Dataset excerpts
※
Issue #242, opened 2015-10-03
python->Excel error vs user message 


sdementen:
When an exception occurs in python code, the error message appears as a popup box in Excel (when calling python from Excel).
In my xlwings workflow, I need in fact two type of message popping to the user:
- unhandled exceptions ==> this should popup in excel like the current message (type vbCritical). Moreover, in this case, I generate also a report with a full stack trace (and the name/values of all variables in each stack) that contains enough debugging information for me to debug (on top of it, it sends it to me by email so I get this debug message from all users of the excel tool).
- handled exceptions but that should display a friendly "error message" to the user ==> I currently raise a specific exception "ExcelUserMessage". In excel, if i see such error, the popup display the message but a bit differently (type vbInformation).

It could be useful to structure a bit this workflow in xlwings as I think it could benefit users in general.
In summary:
- create specific xlwings exception : UserDataValidationError, UserGenericMessage, ... that can be raised in python and that would be displayed specifically in Excel throuhg a msgbox
- for unhandled exceptions, allow the generation of a full stack trace that would be available either in the clipboard (if ctrl-C) or in a file (that could be opened easily form excel) or managed otherwise (via email or other adhoc procedure). This would be configurable in xlwings, one could provide a "handle_error" callback that could be used to customise the error reporting mgt (like send an email).

Just some ideas but ready to provide some code (like the full stack trace with variables names/values).

fzumstein:
Sure code is always helpful!

fzumstein:
see https://github.com/xlwings/xlwings/pull/1605

PR #1605, opened 2021-05-29
User errors in Sub displayed as MsgBox (#242)

sdementen:
proposition for implementation of #242 to define a UserException (inheriting from a COMException) that can be caught in the Sub to display a nice error message (other exceptions are still breaking the VBA code with a debug dialog)

### DIFF
--- a/xlwings/__init__.py
+++ b/xlwings/__init__.py
@@ -23,6 +23,14 @@ class LicenseError(Exception):
     pass
 
 
+class UserException(win32com.server.exception.Exception):
+    def __init__(self, message, title=None):
+        super().__init__(
+            description=message,
+            scode=winerror.E_FAIL,
+            source=self.__class__.__name__ if title is None else title,
+        )
+
 # API
 from .main import App, Book, Range, Chart, Sheet, Picture, Shape, Name, view, load, RangeRows, RangeColumns
 from .main import apps, books, sheets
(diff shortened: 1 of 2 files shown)


sdementen:
I am wondering if the code for the Function could be changed from
```
failed:
    name_of_function = Err.Description
```
to something like
```
failed:
        If Err.Number = -2147418113 Then
            name_of_function = Err.Source & ":" & Err.Description
        Else
            name_of_function = Err.Description
        End If 
```
so that for UserException we would get a consistent message (vs Sub) and a bit more descriptive (with the Err.Source containing the title of the UserException.

fzumstein:
Welcome back :) I'll take a look when I get a chance

fzumstein:
Now that we have [app.alert()](https://docs.xlwings.org/en/stable/api.html#xlwings.App.alert), I guess you can just do:

```python
try:
    ...
except Exception as e:
    myapp.alert("User-friendly message")
```

which works across all platforms.

sdementen:
The app.alert is a nice addition!
Yet for handling exceptions we want to be able to raise in different function and have their message nicely formatted for the user, it is not enough. Maybe a decorator (or an extra argument to the sub/func decorators) could handle this "exception to app.alert" behavior...

fzumstein:
I am closing this as its implementation is too specific (only Sub decorators on Windows). The following works across all platforms and implementations: 

```python
import xlwings as xw

@xw.sub
def main():
    try:
        hello()
    except UserException:
        xw.Book.caller().app.alert("Oops, a UserException happend!")
    except Exception as e:
        xw.Book.caller().app.alert(str(e))


def hello():
    raise UserException("Something happened!")

```

See also https://github.com/xlwings/xlwings/issues/2125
※
▶ Problem to solve
If a line in the records contains the string "import", include it in the count; report that count alone.

▶ Response to this task
3